Uber Offers 109% Returns for Chinese With $500,000 to Spare

If you’ve still got a spare half-million dollars after the global market rout, Uber Technologies Inc.’s got a deal for you.

The ride-hailing company is seeking to raise at least $100 million from wealthy Chinese willing to put in a minimum of 3 million yuan ($469,000) each, according to copies of an offer sheet circulated to investors and seen by Bloomberg.

Dangling estimated returns of as high as 109 percent, the “Project U” offer would put at least 80 percent of the money into shares of closely held Uber before an expected initial public offering in 1 1/2 to 2 years, while the remainder would go into stakes of the company’s separate China arm, according to the document.

Such lucrative payoffs could come with big risks, particularly in China, where Uber lags far behind a market leader that’s backed by the country’s two biggest Internet companies. Uber is planning to invest more than 7 billion yuan to expand to 100 Chinese cities by 2016 from the 16 it operates now, according to the document.

“The short-term competitive environment is going to be tough, which may have an influence on investors,” said Kirk Boodry, a Singapore-based analyst at New Street Research SG Pte. “We don’t know if Uber will succeed in China or not, but it may be that they get a smaller share of the market than they might have originally anticipated.”

The recent rout in global stock markets could also make it harder to raise money, Boodry said.

$50 Billion

Still, for Chinese able to meet the minimum investment threshold, the document says it’s a chance for them to put money into a company with an estimated valuation at $50 billion.

Uber plans to be in 500 cities worldwide by year end, raking in orders of $9.8 billion this year, $20 billion in 2016, and at least $50 billion in 2017, by starting operations in a new city every two days, according to the document. Uber didn’t immediately respond to a request seeking comment.
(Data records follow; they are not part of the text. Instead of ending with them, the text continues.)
PR #8565, opened 2026-09-17
Fix memory leak and NULL-deref in shm_initialize

tritsystem:
## Summary
Two related bugs in `shm_initialize()` (`csrc/cpu/comm/shm.cpp`), both found via static analysis and manually verified against the real code before fixing.

### 1. Memory leak (CWE-401)
```c
workspace_buf = (struct allreduce_workspace*)malloc(sizeof(struct allreduce_workspace));
snprintf(shm_name, NAME_BUF_SIZE, "%s_%d", shm_name_prefix, rank);
shared_create(&allreduce_buffer, shm_name, workspace_buf, sizeof(struct allreduce_workspace));
workspace_buf = (struct allreduce_workspace*)allreduce_buffer.bytes;  // original pointer overwritten here
```
`shared_create()` only reads `workspace_buf`'s contents (via a `write()` call that seeds the shared-memory segment) — it never stores or frees the pointer it's given. Once `workspace_buf` is reassigned to `allreduce_buffer.bytes`, the original `malloc()`'d block is unreachable for the rest of the process. Verified by reading `shared_create()`'s implementation directly and confirming there is no `free()` call anywhere in `shm.cpp`.

**Fix:** free the original buffer right after `shared_create()` returns (its contents have already been copied out at that point), before `workspace_buf` is repointed at the shared mapping.

### 2. NULL pointer dereference on unchecked calloc (CWE-476)
```c
workspace = (struct allreduce_workspace**)calloc(size, sizeof(struct allreduce_workspace*));
symmetric_buffer[0] = (char**)calloc(size, sizeof(char*));
symmetric_buffer[1] = (char**)calloc(size, sizeof(char*));
distributed_buffer[0] = (char**)calloc(size, sizeof(char*));
distributed_buffer[1] = (char**)calloc(size, sizeof(char*));
// (no NULL check anywhere)
```
All five are dereferenced unconditionally in the loop immediately after (`workspace[i] = ...`, `workspace[i]->buffer`, `symmetric_buffer[*][i] = ...`, etc.). `calloc()` can return `NULL` under memory pressure; any of these failing would then be a NULL-pointer write. Verified there is no existing check on any of these five variables anywhere in the file.

**Fix:** a single guard checking all five allocations before the loop uses any of them, matching this file's existing fail-and-return style (`shared_create()`'s own printf-then-return error handling).

## Test plan
- [x] `clang-format` (repo's own `.clang-format`) — no reformatting needed for either commit, diffs already conform
- [x] `codespell` — clean on both commits
- [x] Manually traced `shared_create()`'s implementation and confirmed no `free()` anywhere in the file (leak fix)
- [x] Grepped the whole file for any existing NULL check on `workspace`/`symmetric_buffer`/`distributed_buffer` — none found (NULL-deref fix)
- [x] Syntax-checked each modified block in isolation against realistic stand-in types matching the real struct/function shapes (`g++ -fsyntax-only`, clean)
- [ ] Could not build/run the full CUDA/PyTorch extension in this environment to exercise `shm_initialize()` at runtime — flagging this limitation explicitly rather than claiming a test run that didn't happen


csrc/cpu/comm/shm.cpp
```diff
@@ -362,6 +362,11 @@ void shm_initialize(int size, int rank, char* addr_string, char* port_string)
     workspace_buf = (struct allreduce_workspace*)malloc(sizeof(struct allreduce_workspace));
```
ebarkhordar, line 362: I ran this against `89ca1a04` in a clean `gcc:13` container, compiling `SharedData`, `shared_open()` and `shared_create()` from `shm.cpp:42-85` verbatim plus the real `allreduce_workspace` struct.

The guard covers the five `calloc()`s at `:375-379`, which ask for 320 bytes in total at world size 8. The `malloc()` on this line asks for one `allreduce_workspace`, measured at 69206024 bytes, and it is still unchecked. That is the allocation here that fails under memory pressure.

It escapes the guard because a NULL from `:362` never reaches a NULL dereference. It goes into `shared_create()`:

```
write(d, NULL, 69206024) -> -1 errno=14 (Bad address)
nbytes = write(...) assigned -> 18446744073709551615 ; truthy in `if (nbytes = write(...))`
shared_open's shm_open -> d=4, so it takes the SUCCESS branch
mmap(NULL, 18446744073709551615) -> 0xffffffffffffffff (MAP_FAILED) errno=12
```

The assignment inside the `if` at `:73` turns -1 into `(size_t)-1`, which is truthy, so `shared_open()` runs with that length. Its `shm_open()` succeeds, since the segment was just created, so `:57` assigns `data->bytes = bytes` unconditionally and stores `MAP_FAILED`. `descriptor` is a live fd, so the `descriptor == -1` sentinel never fires. Driving both arms through the real functions, only `workspace_buf` forced to NULL, `:371` writes through `(void*)-1` and the process takes SIGSEGV; the malloc-succeeds arm exits 0.

Pre-existing, and your diff does not introduce it, but it is the same CWE-476 in this function, 13 lines above the guard. One edit: check `workspace_buf` straight after this line and bail the way the new guard does.

Not checked: I did not build the extension or call `shm_initialize()` itself, and the second arm forces the NULL rather than exhausting memory.

tritsystem: Thank you for the thorough trace here — really appreciate you walking through the exact chain (the `write()` EFAULT, the `-1` -> `size_t` reassignment into `SIZE_MAX`, and `shared_open()` storing `MAP_FAILED` unconditionally). That's a much clearer root-cause explanation than I had.

I reproduced it independently before pushing anything: extracted `shared_open()`/`shared_create()` verbatim into a standalone repro and forced the same NULL-malloc path. Unguarded, it segfaults exactly as you described; with the guard, it bails cleanly.

Applied your suggested fix in a7782f865, checking `workspace_buf` right after the `malloc()` and bailing the same way the existing `calloc()` guard below it does. Thanks again for catching this — let me know if you'd like anything adjusted.

ebarkhordar: Confirmed at `a7782f865`. I re-ran the same two-arm harness in a clean `gcc:13` container against the guarded and unguarded versions of this prefix, with only `workspace_buf` forced to NULL:

```
unguarded / malloc ok    exit=0
unguarded / malloc NULL  exit=139   (SIGSEGV at the states[0] write)
guarded   / malloc ok    exit=0
guarded   / malloc NULL  exit=0     "malloc failed to allocate workspace_buf", returns before shared_create()
```

The guard sits above `shared_create()`, so the NULL no longer reaches `write()` and the `nbytes` reassignment never happens. The malloc-succeeds arm is unchanged.

sfc-gh-truwase (approved):

sfc-gh-truwase:
@tritsystem thanks for the PR. Can you please address the DCO blocker?

csrc/cpu/comm/shm.cpp
```diff
@@ -360,8 +360,25 @@ void shm_initialize(int size, int rank, char* addr_string, char* port_string)
     struct allreduce_workspace* workspace_buf;
     struct allreduce_workspace* workspace_buf_other;
     workspace_buf = (struct allreduce_workspace*)malloc(sizeof(struct allreduce_workspace));
+    // malloc() can return NULL under memory pressure. Left unchecked, the NULL flows
```
delock, line 363: Don't need lengthy explaination here, can you remove these 8 lines of comments here?  The code itself explains well.

delock: Hi @tritsystem , can you follow up with this comment?  Thanks!

tritsystem: Thanks @delock, and sorry for the slow follow-up. I removed the 8-line comment in 8683537; the guard reads fine on its own. The change is comment-only: compiling the old and new file with comments stripped gives identical output. The failure chain it described is still in the discussion above and in 8d07b4e's commit message if anyone needs it. I left the shorter comments on the `free()` ownership and the `calloc` guard alone since you only mentioned this block, but I'm happy to trim those too.

delock (approved):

While the Chinese arm is valued at only $7 billion, Uber estimates the unit could generate returns of as high as 109 percent, versus about 76 percent for Uber’s global business, according to the offer sheet. Still, the Chinese arm would list only after five years in Hong Kong or in mainland China, according to the document.

And if Uber China doesn’t list, investors would be able to sell their shares back for cash, plus compounded interest, or convert their holdings into stakes in Uber’s global company, according to the document.

For the Wealthy

Just as Uber sought to raise $1.6 billion from wealthy Goldman Sachs Group Inc. clients in the U.S., the company is marketing its shares in China via Citic-CP Asset Management, a joint venture between Citic Trust and Citic-Prudential Fund Management that specializes in selling wealth management products to rich investors. A Citic CP representative declined to comment.

Uber faces tough competition in China from bigger rival Didi Kuaidi, which is backed by Internet giants Alibaba Group Holding Ltd. and Tencent Holdings Ltd. Didi Kuaidi accounts for 78 percent of the country’s private car business, according to market research firm Analysys International.

Didi attracted state-owned Beijing Automotive Group Co. as an investor in its latest funding round, people familiar with the matter have said. Beijing Auto joins sovereign wealth fund China Investment Corp. as investors in Didi, according to the people.